A timeline covering the key events, victims and turning points in the criminal career of prolific fraudster Juliette D’Souza

1996: Juliette D’Souza takes osteopath Keith Bender to the Amazon jungle in Suriname, South America, where he undergoes a cleansing ritual with “high shaman” Pa. Mr Bender becomes convinced of D’Souza’s abilities and goes on to refer many of her victims in good faith.

1998: D’Souza meets Ruth Fillingham and her partner Geoff Wheeler, who over the next six years give her £169,000 and £195,000 respectively. They believe their money is sent to the jungle in Suriname to be hung from a sacred tree. Ms Fillingham loses her home and Mr Wheeler is left “as poor as a church mouse”. Contact is severed when they run out of money.

1998: Retired opera singer Sylvia Eaves is drawn into D’Souza’s web, giving her more than £250,000 between 1998 and 2005.

1999-2006: A solicitor suffering from terminal leukaemia, Richard Collier-Wright, hands over £7,000 to cure the illness. A couple pay £42,000 to help their 10-year-old son with Down’s syndrome. Award-winning photographer Jocelyn Bain Hogg, who has worked for Vanity Fair, The Sunday Times and Vogue, is duped out of £45,000 and declared bankrupt.
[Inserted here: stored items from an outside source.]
PR #312, opened 2017-11-22
Sync _pillar modules only

ereslibre:
We want to sync the pillars on the master first.

### DIFF
--- a/salt/orch/kubernetes.sls
+++ b/salt/orch/kubernetes.sls
@@ -7,10 +7,9 @@ set_bootstrap_in_progress_flag:
       - bootstrap_in_progress
       - true
 
-sync_all:
-  module.run:
-    - name: saltutil.sync_all
-    - refresh: True
+sync_pillar:
+  salt.runner:
+    - name: saltutil.sync_pillar
 
 disable_rebootmgr:
   salt.state:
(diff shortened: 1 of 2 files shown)


inercia:
@ereslibre Can you provide some details on the difference between both? I mean, is this really solving any problem?

ereslibre:
> @ereslibre Can you provide some details on the difference between both? I mean, is this really solving any problem?

So the problem is that salt is not auto discovering the `velum.py` pillar module in the `_pillar` directory. For that, and for syncing everything now that we were at it I added the `sync_all` call, but that call looks to be pretty expensive (and probably because of the low number of worker processes in puma) the bootstrap orchestration was failing with 3 masters + 2 workers.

2006: An unnamed woman pays £176,000 for help with becoming pregnant. She conceives in the spring of 2007, but is told to “get rid” of the unborn child by D’Souza. She has the abortion.2007: D’Souza leaves for Suriname and her victims become desperate when she does not return. A few weeks after the unnamed woman’s abortion, she and Bender break into D’Souza’s home in Willoughby Road, Hampstead, where they discover “the house of a psychopath”. They find a chaotic mess of designer shopping bags, burned photographs half buried in earth, seven freezers filled with rotting meat and a monkey in a cage.

2007: Mr Bender rounds up a group of victims to go to Holborn police station, leading to the first police inquiry. The case is deemed to be a civil matter and closed.

2009: After no action was taken by police, D’Souza again targets Sylvia Eaves. In phone calls, she poses as a customs officer at Heathrow and cons the widow out of another £100,000.

2011: Police are approached by friends of Mrs Eaves, which leads to a new investigation. In May, officers circulate a wanted notice for D’Souza.

2012: D’Souza’s name comes to the attention of police in an unrelated inquiry linked to her mother’s care home, Branch Hill House in Branch Hill, Hampstead. She is arrested there in June. In a series of police interviews, she denies ever claiming to be healer.

2014: A jury takes just one hour to convict D’Souza of 23 counts of fraud and obtaining property by deception on Thursday May 29. The next day, she is jailed for 10 years, the maximum sentence for fraud. Judge Ian Karsten QC says it is the worst case of confidence fraud he has ever heard of.